Repeat the following lines exactly and nothing else: the line containing "I'm trying to" and each line after it through the end of the listing.
Segment Start: Input
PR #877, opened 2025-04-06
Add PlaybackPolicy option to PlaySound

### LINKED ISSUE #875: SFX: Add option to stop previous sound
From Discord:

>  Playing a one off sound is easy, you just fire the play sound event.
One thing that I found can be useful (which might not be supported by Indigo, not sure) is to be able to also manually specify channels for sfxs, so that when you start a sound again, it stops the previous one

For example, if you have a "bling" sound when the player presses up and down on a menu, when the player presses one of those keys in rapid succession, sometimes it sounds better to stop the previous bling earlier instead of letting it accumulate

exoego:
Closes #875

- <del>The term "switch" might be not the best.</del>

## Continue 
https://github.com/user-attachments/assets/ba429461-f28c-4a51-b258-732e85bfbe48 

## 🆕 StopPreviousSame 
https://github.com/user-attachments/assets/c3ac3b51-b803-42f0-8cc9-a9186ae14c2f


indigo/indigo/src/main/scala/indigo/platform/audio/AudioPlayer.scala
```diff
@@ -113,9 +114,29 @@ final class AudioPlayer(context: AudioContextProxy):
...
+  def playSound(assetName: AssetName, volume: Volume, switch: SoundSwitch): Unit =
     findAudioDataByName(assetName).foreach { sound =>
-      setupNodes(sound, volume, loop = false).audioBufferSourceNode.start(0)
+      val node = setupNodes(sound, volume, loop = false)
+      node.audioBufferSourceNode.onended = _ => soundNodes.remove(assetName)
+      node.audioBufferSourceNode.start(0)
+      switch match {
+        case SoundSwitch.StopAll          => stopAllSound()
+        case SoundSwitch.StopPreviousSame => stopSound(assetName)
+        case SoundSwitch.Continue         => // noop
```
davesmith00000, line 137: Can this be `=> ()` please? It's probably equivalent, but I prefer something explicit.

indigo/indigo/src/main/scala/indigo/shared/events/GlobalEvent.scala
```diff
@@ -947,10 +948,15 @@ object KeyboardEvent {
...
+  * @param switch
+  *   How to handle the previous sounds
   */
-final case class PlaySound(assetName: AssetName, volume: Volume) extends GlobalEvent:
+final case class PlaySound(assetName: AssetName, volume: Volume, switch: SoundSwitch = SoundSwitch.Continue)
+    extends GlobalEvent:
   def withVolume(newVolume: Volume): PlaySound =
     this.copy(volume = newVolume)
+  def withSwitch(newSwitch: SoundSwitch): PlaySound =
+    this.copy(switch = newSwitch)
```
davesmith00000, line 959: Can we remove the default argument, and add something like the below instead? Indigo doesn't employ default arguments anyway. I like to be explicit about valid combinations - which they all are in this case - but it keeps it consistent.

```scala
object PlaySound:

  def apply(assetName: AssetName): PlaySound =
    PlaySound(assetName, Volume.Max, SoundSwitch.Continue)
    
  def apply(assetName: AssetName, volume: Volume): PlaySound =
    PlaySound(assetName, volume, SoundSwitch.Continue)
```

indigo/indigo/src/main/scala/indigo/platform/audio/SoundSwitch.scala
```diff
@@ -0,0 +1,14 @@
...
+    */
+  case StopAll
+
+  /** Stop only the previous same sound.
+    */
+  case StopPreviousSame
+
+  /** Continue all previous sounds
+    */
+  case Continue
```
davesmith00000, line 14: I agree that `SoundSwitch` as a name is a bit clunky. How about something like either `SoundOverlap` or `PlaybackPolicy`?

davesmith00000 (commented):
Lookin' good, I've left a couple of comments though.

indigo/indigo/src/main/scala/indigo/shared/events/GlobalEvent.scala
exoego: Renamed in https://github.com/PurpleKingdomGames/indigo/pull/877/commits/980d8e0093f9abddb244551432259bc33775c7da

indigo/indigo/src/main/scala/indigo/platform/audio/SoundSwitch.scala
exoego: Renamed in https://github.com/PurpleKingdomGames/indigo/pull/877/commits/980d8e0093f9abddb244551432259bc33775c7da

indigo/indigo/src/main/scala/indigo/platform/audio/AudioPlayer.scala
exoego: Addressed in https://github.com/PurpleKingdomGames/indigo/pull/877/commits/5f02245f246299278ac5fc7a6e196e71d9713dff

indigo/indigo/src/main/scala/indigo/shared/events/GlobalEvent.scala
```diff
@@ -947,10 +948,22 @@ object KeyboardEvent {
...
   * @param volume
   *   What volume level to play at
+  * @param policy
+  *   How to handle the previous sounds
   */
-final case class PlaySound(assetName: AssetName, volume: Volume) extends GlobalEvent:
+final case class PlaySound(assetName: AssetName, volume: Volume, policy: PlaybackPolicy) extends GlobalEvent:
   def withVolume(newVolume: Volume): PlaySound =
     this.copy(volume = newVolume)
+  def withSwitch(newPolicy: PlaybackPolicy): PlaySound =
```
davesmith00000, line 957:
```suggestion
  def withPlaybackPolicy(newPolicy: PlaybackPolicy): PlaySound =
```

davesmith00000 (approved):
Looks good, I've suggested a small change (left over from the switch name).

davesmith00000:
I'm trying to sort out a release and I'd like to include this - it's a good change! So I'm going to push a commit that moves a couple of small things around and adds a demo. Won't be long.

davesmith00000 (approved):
Segment End: Input
Output below -
I'm trying to sort out a release and I'd like to include this - it's a good change! So I'm going to push a commit that moves a couple of small things around and adds a demo. Won't be long.

davesmith00000 (approved):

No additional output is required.